Tak samo jak kiedyś walczył, by jego partia w ten niebyt nie odeszła. Posłużył się wtedy najbardziej antysemickim przekazem, jaki pojawił się w mainstreamie.
Nikt nie jest bardziej gorliwy niż neofici. Ta zasada doskonale określa sposób, w jaki funkcjonuje w życiu publicznym Roman Giertych. Stał się wręcz monotematyczny : wszędzie widzi wszechogarniający polski rasizm, ksenofobię i antysemityzm.
Mówiąc oględnie, dla tych, którzy nie mają pamięci jętki jednodniówki, jest w tym mało wiarygodny. Wystarczy przypomnieć, jak razem ze swoją partią, czyli Ligą Polskich Rodzin, rozpaczliwie walczył, by nie zniknąć z polityki w przedterminowych wyborach parlamentarnych w 2007. Powstał wtedy spot, który bez najmniejszej przesady można określić jako haniebny. Skonstruowany był na zasadzie antysemickiego donosu — pokazywał Lecha Kaczyńskiego w białej jarmułce, wśród brodatych Żydów. Nieważne, że każdy polityk zakłada taką jarmułkę przy jerozolimskiej Ścianie Płaczu — Giertych zapewne czepiał się nadziei, że elektorat, w który celuje – najwyraźniej ksenofobiczny i antysemicki — uzna, że kompromituje to PiS. Jeśliby widz okazał się jednak nie dość pojętny na insynuacje, to napis „sojusznicy ”, stawiał kropkę nad „i ”. Sugerował, że Polska rządzona przez PiS będzie działać w interesie Żydów.
Wymowa wyborczego spotu była zresztą dość osobliwa —bohaterami pozytywnymi byli muzułmanie,, upokorzeni i wściekli, protestujący przeciwko prześladowaniom ze strony „sojuszników ” PIS -u , czyli Żydów i Amerykanów.
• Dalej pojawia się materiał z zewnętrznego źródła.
PR #743, opened 2021-09-13
Add ability to clone from existing apps

akshaysasidrn:
image


server/src/controllers/apps.controller.ts
```diff
@@ -107,6 +107,25 @@ export class AppsController {
...
   }
 
+
+  @UseGuards(JwtAuthGuard)
+  @Post(':id/clone')
+  async clone(@Request() req, @Param() params) {
+    const existingApp = await this.appsService.find(params.id);
+    const ability = await this.appsAbilityFactory.appsActions(req.user, {});
+
+    if (!ability.can('viewApp', existingApp)) {
```
Navaneeth-pk, line 117: Why the ability is `viewApp`?  🤔
Only admins and developers should be able to clone apps.

server/src/services/apps.service.ts
```diff
@@ -74,6 +76,86 @@ export class AppsService {
...
+
+    const existingDataSources = await manager.find(DataSource, {
+      app: existingApp,
+    });
+
+    for (const source of existingDataSources) {
+      const newSource = manager.create(DataSource, {
+        app: newApp,
+        name: source.name,
+        options: source.options,
```
Navaneeth-pk, line 123: If the data source has encrypted credentials, we should clone those too instead of making reference to the same credential entity and then will have to update the options.

frontend/src/HomePage/HomePage.jsx
```diff
@@ -86,6 +88,22 @@ class HomePage extends React.Component {
     this.setState({ showAppDeletionConfirmation: true, appToBeDeleted: app });
   }
 
+  cloneApp = (app) => {
```
gondar00, line 91: I think there is no parameter `app` passed to this function from the below snippet
```
  <div className="field mb-2">
    <span className="field mb-2" role="button" onClick={() => cloneApp()}>
      Clone app
    </span>
  </div>
```
I think `app` is being used from the global parameter

server/src/controllers/apps.controller.ts
akshaysasidrn: The assumption was if the app is viewable should be able to clone them for modification as well.
Will revise then

PR #762, opened 2021-09-15
feat: add datasource type into individual schema

gondar00:
This PR refactors datasource types in the schema file,


frontend/src/Editor/DataSourceManager/SourceComponents/Api/Graphql.schema.json
```diff
@@ -3,7 +3,22 @@
   "$id": "https://tooljet.io/Graphql.schema.json",
   "title": "Graphql datasource",
   "description": "A schema defining graphql datasource",
-  "type": "object",
+  "type": {
```
akshaysasidrn, line 6: CMIIW, according to JSON schema spec this [type](https://json-schema.org/understanding-json-schema/reference/type.html) would be invalid here, right?
Does it make sense to add this as the definition instead?

akshaysasidrn: Or we can use some other keyword which isn't part of the spec

gondar00:
```
string
number
integer
object
array
boolean
null
```
Yeah true, only above values can exist inside type as per spec, I'll rename it to some other thing with a `$` in front to specify its custom

akshaysasidrn (approved):

PR #765, opened 2021-09-16
Add error to suggestion box in codehinter

gondar00:
This PR adds error block to codehinter when `eval` errors are happening

https://user-images.githubusercontent.com/12490590/133554558-061809ed-5371-431a-ab8a-7086fdbf6304.mov

### DIFF
--- a/frontend/src/_helpers/utils.js
+++ b/frontend/src/_helpers/utils.js
@@ -30,59 +30,78 @@ export function resolve(data, state) {
   }
 }
 
-export function resolveAll(data, state) {
+export function resolveReferences(object, state, defaultValue, customObjects = {}, v2 = false) {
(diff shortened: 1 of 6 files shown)


frontend/src/_helpers/utils.js
```diff
@@ -30,59 +30,78 @@ export function resolve(data, state) {
   }
 }
 
-export function resolveAll(data, state) {
+export function resolveReferences(object, state, defaultValue, customObjects = {}, v2 = false) {
```
Navaneeth-pk, line 33: instead of `v2`, can we name the param to something more readable?

gondar00: ok changed to `withError`

PR #7765, opened 2023-10-10
Add new templates and update an existing template

abhinabaadhikari:
Added the following templates:
- Sales analytics dashboard
- Lead management system
- Inventory management

Updates description of the following template:
- Supply chain management


abhinabaadhikari:
Added two more templates:
- Customer support admin
- Customer ticketing form

akshaysasidrn (approved):

PR #7812, opened 2023-10-11
Fixes CurrentUser & Mode not present in globals in inspector

nakulnagargade:
Fixes :

1. CurrentUser & Mode not present in globals in inspector (Already tested).
2. Creating page not changing the slug

### DIFF
--- a/frontend/src/Editor/EditorFunc.jsx
+++ b/frontend/src/Editor/EditorFunc.jsx
@@ -141,6 +141,7 @@ const EditorComponent = (props) => {
     undo: [],
     redo: [],
   });
+  const [newPageId, setNewPageId] = useState('');
 
   // refs
   const canvasContainerRef = useRef(null);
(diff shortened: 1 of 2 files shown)


arpitnath:
@nakulnagargade 
revert the commit for page switch fix on creating a new change.
I dont think so we should introduce one more state and an useEffect to update the app slug.
Have fixed it here : https://github.com/ToolJet/ToolJet/pull/7873
cc: @emidhun

frontend/src/Editor/EditorFunc.jsx
```diff
@@ -1265,8 +1260,17 @@ const EditorComponent = (props) => {
       switchPage: true,
       pageId: newPageId,
     });
+    setNewPageId(newPageId);
   };
 
+  // This UseEffect is used when new page is created
+  useEffect(() => {
+    if (newPageId) {
```
arpitnath, line 1268: Lets not introduce a useEffect if we can avoid it

arpitnath (changes requested):

nakulnagargade:
> @nakulnagargade Could you please revert the commit related to the page switch fix when creating a new change? I believe there's no need to introduce an additional state and a useEffect to update the app slug. The issue has been resolved here : #7873 cc: @emidhun

Commit is reverted.

PR #7831, opened 2023-10-12
Fixed current version app export issue

### LINKED ISSUE #7708: Export tooljet tables that are only used within version
When exporting specific versions, we should only export tooljet tables that are only used within version that is exported.
ex:v1 has two queries with table_a  and table_bv2 has queries only with table_b
When we export only v2 with table schema, it should only export table_b .
Currently we export all the tables across the versions even if only a specific version is exported.

S-Abdul-Rahman:
Fixed #7708


frontend/src/HomePage/ExportAppModal.jsx
```diff
@@ -81,13 +109,12 @@ export default function ExportAppModal({ title, show, closeModal, customClassNam
         closeModal();
       });
   };
-
+  var isDownload = ''
```
akshaysasidrn, line 112: Think you can skip this declaration

frontend/src/HomePage/ExportAppModal.jsx
```diff
@@ -164,14 +191,14 @@ export default function ExportAppModal({ title, show, closeModal, customClassNam
               className="import-export-footer-btns"
               variant="tertiary"
               data-cy="export-all-button"
-              onClick={() => exportApp(app, null, exportTjDb, tables)}
+              onClick={() => exportApp(app, null, exportTjDb, tables, isDownload = 'true')}
```
akshaysasidrn, line 194: Can't we simply pass `tables` or `allTables` here itself instead of a new parameter?

akshaysasidrn (changes requested):

frontend/src/HomePage/ExportAppModal.jsx
S-Abdul-Rahman: @akshaysasidrn yes, this makes sense, will change that.

frontend/src/HomePage/ExportAppModal.jsx
```diff
@@ -40,9 +66,10 @@ export default function ExportAppModal({ title, show, closeModal, customClassNam
     fetchAppVersions();
     fetchAppTables();
     // eslint-disable-next-line react-hooks/exhaustive-deps
-  }, []);
+  }, [versionId]);
 
-  const exportApp = (app, versionId, exportTjDb, tables) => {
+  const exportApp = (app, versionId, exportTjDb, exportTtables) => {
+    // const finalTable = isDownload === 'true' ? allTables : tables
```
akshaysasidrn, line 72: please remove comment

frontend/src/HomePage/ExportAppModal.jsx
```diff
@@ -40,9 +66,10 @@ export default function ExportAppModal({ title, show, closeModal, customClassNam
     fetchAppVersions();
     fetchAppTables();
     // eslint-disable-next-line react-hooks/exhaustive-deps
-  }, []);
+  }, [versionId]);
 
-  const exportApp = (app, versionId, exportTjDb, tables) => {
+  const exportApp = (app, versionId, exportTjDb, exportTtables) => {
```
akshaysasidrn, line 71: `exportTables`*

akshaysasidrn (approved):

PR #7858, opened 2023-10-13
fixes: fixes on on app load switch page action via run queires

arpitnath:


emidhun:
Not working on preview.
Please have a look.

PR #7912, opened 2023-10-16
Update tooltips for QR scanner, rating, divider, and file picker comp…

ShivamJha2436:
…onents


ShivamJha2436:
I solved this issue

PR #7939, opened 2023-10-17
Revamps related to app import and app clone resources

AnantshreeChandola:
Revamps related to app import and app clone resources
#7940

### DIFF
--- a/frontend/src/HomePage/HomePage.jsx
+++ b/frontend/src/HomePage/HomePage.jsx
@@ -133,14 +133,14 @@ class HomePageComponent extends React.Component {
     _self.setState({ creatingApp: true });
     try {
       const data = await appService.createApp({ icon: sample(iconList), name: appName });
-
       const workspaceId = getWorkspaceId();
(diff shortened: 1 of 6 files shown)


frontend/src/HomePage/HomePage.jsx
```diff
@@ -171,13 +171,16 @@ class HomePageComponent extends React.Component {
     this.setState({ showAppDeletionConfirmation: true, appToBeDeleted: app });
   };
 
-  cloneApp = async (appId, appName) => {
+  cloneApp = async (appName, appId) => {
```
gsmithun4, line 174: AppCard.jsx line 139, this function is called with 
`cloneApp(app)` app object as only attribute

gsmithun4 (changes requested):

frontend/src/HomePage/HomePage.jsx
AnantshreeChandola: Removed that cloneApp func call, it was not needed.

gsmithun4 (approved):

PR #8020, opened 2023-10-25
Make use of paramterized queries on join

akshaysasidrn:


server/src/services/tooljet_db.service.ts
```diff
@@ -1,8 +1,9 @@
 import { BadRequestException, HttpException, Injectable, NotFoundException, Optional } from '@nestjs/common';
-import { EntityManager, In, QueryFailedError } from 'typeorm';
+import { EntityManager, In, ObjectLiteral, QueryFailedError, SelectQueryBuilder, TypeORMError } from 'typeorm';
 import { InjectEntityManager } from '@nestjs/typeorm';
 import { InternalTable } from 'src/entities/internal_table.entity';
 import { isString, isEmpty } from 'lodash';
+import { camelCase } from 'lodash';
```
ganesh8056, line 6: could we add **camelCase** import to line 5. While auto import it has added import to new line.

ganesh8056 (changes requested):

Issue #7792, opened 2023-10-11
Change labels to sentence case for PDF component


withshubh:
### Problem

There is an inconsistency in the text casing, some labels under `Properties` and `Styles` tab in the component manager are not in [Sentence case](https://www.k-state.edu/grad/academics/etdr/write/sentence-case.html).

### What is the expected behaviour?

All the labels under the `Properties` and `Styles` tab in the component managers should be in the Sentence case.

### What is the current behaviour?

The below labels are not in Sentence case(changes are only needed in the below labels).

| Current Values       | Expected Values       |
| :------------------- | :-------------------- |
| Show the Download        | Show the download         |

### How to reproduce the issue?

1. Open ToolJet.
2. Create a new app.
3. Search for the component and drag it onto the Canvas.
4. Click on the component to open the Component Manager in the right sidebar.
5. Examine the labels under both the `Properties` and `Styles` tabs. Some labels are not in sentence case and should be updated accordingly.

### Additional Information

1. Changes are only required in the `widgetConfig.js` file, locate the object which has the related component name in the name key, and make changes only in that particular object.  
**For e.g. for table component, you will make changes in the below object of the widgetConfig.js file:**
```
{
    name: 'Table',
    displayName: 'Table',
    description: 'Display paginated tabular data',
    component: 'Table',
.....
}
```
2. Do not make changes to any other labels, files or components.

### Screenshots or Screencast

**Example** using the table component, items that are not in Sentence case are highlighted in red, these are inconsistent with other labels which are in Sentence case

![image](https://github.com/ToolJet/ToolJet/assets/25361949/a7eca8e0-54b0-4400-a680-12d8d0ff9893)

imsoumik03:
hey @withshubh can you please assign me this issue?

adarshmalviya12:
I can work on this

MrLEGENDx10:
assign me

tejakummarikuntla:
Hey everyone, thank you for your interest. Assigned the issue to @imsoumik03.
Feel free to join our community on [Slack](https://tooljet.com/slack). If you need any help related to issues/contributions, please post in the #contributors channel.

Damon248:
Hello @tejakummarikuntla! Can I work on this task or any other similar issue like this?

SujalGupta244:
hey @tejakummarikuntla would you please assign me this issue

karan-rathod-316:
Hi @Damon248, assigning this to you.

[...]

PR #8062, opened 2023-10-30
Changed the values in widgetConfig file into sentance case. 

Damon248:
Solved issue number #7792 and #7800


karan-rathod-316 (approved):
LGTM

PR #8097, opened 2023-11-01
feat: Text component revamp

### LINKED ISSUE #7661: Text component: Enhancement
### Required enhancements:

[Design file](https://www.figma.com/file/mnyECAMd6Wc7qRIDyYmYfI/Components-redesign-01?type=design&node-id=1502-665929&mode=design&t=iaeG56fwLCqUdNZE-0)
(Ignore elements in the design that are not described in the following checklist)

- [ ] Add new property that determines how the text is interpreted. This property can have three possible values: `plain text`, `markdown` and `HTML`. Check the design before implementation
- [ ] Next section should be events
- [ ] Next section should be titled `Additional options`, which contains
  - [ ] Loading state
  - [ ] Visibility
  - [ ] Disabled
  - [ ] Tooltip
- [ ] In the styles section, we need a new style called `Vertical alignment`, this should determine how the text content is vertically aligned within the component's area. Check the design.
- [ ] There is a new section called 'Container options' in the style tab, which has the following styles:
  - [ ] Background
  - [ ] Border color
  - [ ] Border radius (New style)
  - [ ] Box shadow
  - [ ] Padding (New style, check the design)
- [ ]  The order in which styles should be populated is the same as in the design
- [ ] New CSA called `clear` which sets the text of the component to empty string
- [ ] Three new CSAs:
  - [ ] `setVisibility`: same as the existing CSA called `visibility`, lets not display `visibility` in the inspector anymore, even though it should work
  - [ ] `setLoadingState`: allows setting loading state to either `true` or `false`
  - [ ] `setDisabled`: Allow disabling or enabling the component
- [ ] Three new exposed variables:
  - [ ] `isLoading`: returns the loading state
  - [ ] `isDisabled` : returns the disabled state
  - [ ] `isVisible` : returns the visibility state

nakulnagargade:
Closes #7661


sherfin94 (changes requested):
Hey @nakulnagargade , nice work, but few items needs to be looked into:

1. When text is dropped in dark mode, it looks like this:
image

2. The text component is horizontally resizeable from viewer mode, this should not be allowed
image

3. Lets call this `Background color` instead: 
image

4. Tooltip is `undefined` by default, lets make it an empty string, like other components, so that its not red when we drop: 
image

5. Scroll seems to be working regardless of whether we have disabled it or not

nakulnagargade:
@sherfin94 All the points are taken care of. Regarding background color, we have renamed it to "Background" as per the discussion with Jaseem

> 3. Lets call this `Background color` instead:
> 
> image

sherfin94 (dismissed):
Hi @nakulnagargade , the tooltip does not seem to be working, please look into that as well.

nakulnagargade:
> Hi @nakulnagargade , the tooltip does not seem to be working, please look into that as well.

@sherfin94 This is resolved.

PR #8145, opened 2023-11-14
Fix ::App breaking when using string functions in codehinter

### LINKED ISSUE #8146: App breaks when using string functions in codehinter
App shouldn't break in any case

App breaks when typing something like `{{ "hello".toUpperCase()}}`

1.Try typing `{{ "hello".toUpperCase()}}`
2.App breaks when we reach`{{ "hello".toUpperCase}}`

Yes

stepinfwd:
close #8146


frontend/src/Editor/Components/Text.jsx
```diff
@@ -32,12 +32,12 @@ export const Text = function Text({ height, properties, styles, darkMode, setExp
   // eslint-disable-next-line react-hooks/exhaustive-deps
   useEffect(() => {
     const text = computeText();
-    setText(text);
-    setExposedVariable('text', text);
+    setText(typeof text == 'string' ? text : '');
+    setExposedVariable('text', typeof text == 'string' ? text : '');
```
kavinvenkatachalam, line 36: This would break the existing components if it is a number

kavinvenkatachalam (changes requested):
@stepinfwd Here are the few findings,

- Instead of success preview, can we show it as an error
image

- Instead of checking if it is text in each component, can we check whether it is a function and set it as an empty value? If possible we can check it using validate function

Issue #9750, opened 2024-05-16
TJDB: Unable to drag and drop option in the bulk upload


Mekhla-Asopa:
### What is the expected behaviour?
The file can be dragged and dropped while uploading a file using bulk upload

### What is the current behaviour?
Unable to drag and drop a file in the bulk upload

### How to reproduce the issue?
1. Create a table with required column name
2. Click on the bulk upload button
3. Drag and drop file 

### Screenshots or Screencast
https://github.com/ToolJet/tj-ee/assets/100783212/116c7bbd-b339-461e-920e-f25d62080dce

PR #9827, opened 2024-05-23
Fix: Drag & drop functionality in TJDB dropzone while bulkuploading 

parthy007:
Closes: [#9750](https://github.com/ToolJet/ToolJet/issues/9750)


frontend/src/TooljetDatabase/Drawers/BulkUploadDrawer/FileDropzone.jsx
```diff
@@ -23,7 +23,13 @@ export function FileDropzone({
 
   const { getRootProps, getInputProps, isDragActive, acceptedFiles } = useDropzone({
     accept: { parsedFileType: ['text/csv'] },
-    onDrop,
```
akshaysasidrn, line 26: If the prop is no longer used, can we remove it from the props list?

frontend/src/TooljetDatabase/Drawers/BulkUploadDrawer/FileDropzone.jsx
```diff
@@ -23,7 +23,13 @@ export function FileDropzone({
...
+    onDrop: (acceptedFiles) => {
+      if (acceptedFiles.length > 0) {
```
akshaysasidrn, line 27: We will only deal with one file as of now right? I think we can make the code imply that for now?

```
acceptedFiles.length === 1
```

akshaysasidrn (changes requested):

akshaysasidrn (approved):

akshaysasidrn (approved):

PR #9828, opened 2024-05-23
Fix : Caching the foreign key column options 

### LINKED ISSUE #9745: TJ DB: Foreign Key column options are loaded every time an FK cell is clicked
FK column options should not be loaded every time an FK cell is clicked. Instead, first 10 values should be cached so that user has all the options shown as he opens FK cell options. 
Also, for the red banner inside dropdown need to change copy from "No table selected" to "No values found"

### Screenshots or Screencast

Giertych zdecydowanie się przeliczył, licząc na antysemityzm i ksenofobię Polaków— jego partia została odesłana na śmietnik historii.
Ta historia i późniejsze przypadki Giertycha pokazują jego niebywały cynizm, który sprawia, że nie cofnie się przed niczym. To jedyna stała cecha — poglądy dostosuje do okoliczności. To nic, że był przeciwny wstąpieniu Polski do UE, a potem odliczał czas, kiedy wreszcie Polska z UE wystąpi. Dzisiaj jest szalenie zatroskany tym, że, jak twierdzi, PIS chce wyprowadzić Polski ze struktur unijnych. Tworzył rzewne wywody o przyjaźni polsko — rosyjskiej, która powinna być fundamentem naszej polityki zagranicznej, ale dziś przeraża go, że PiS rzekomo pcha kraj w ramiona Rosji.
Cynizm połączony z frustracją tworzy fatalną mieszankę. Właśnie to paliwo napędza Giertycha, który znalazł swe miejsce w ponadpartyjnym sojuszu przegranych, desperacko i bezskutecznie wacząc, by wydostać się z politycznego niebytu.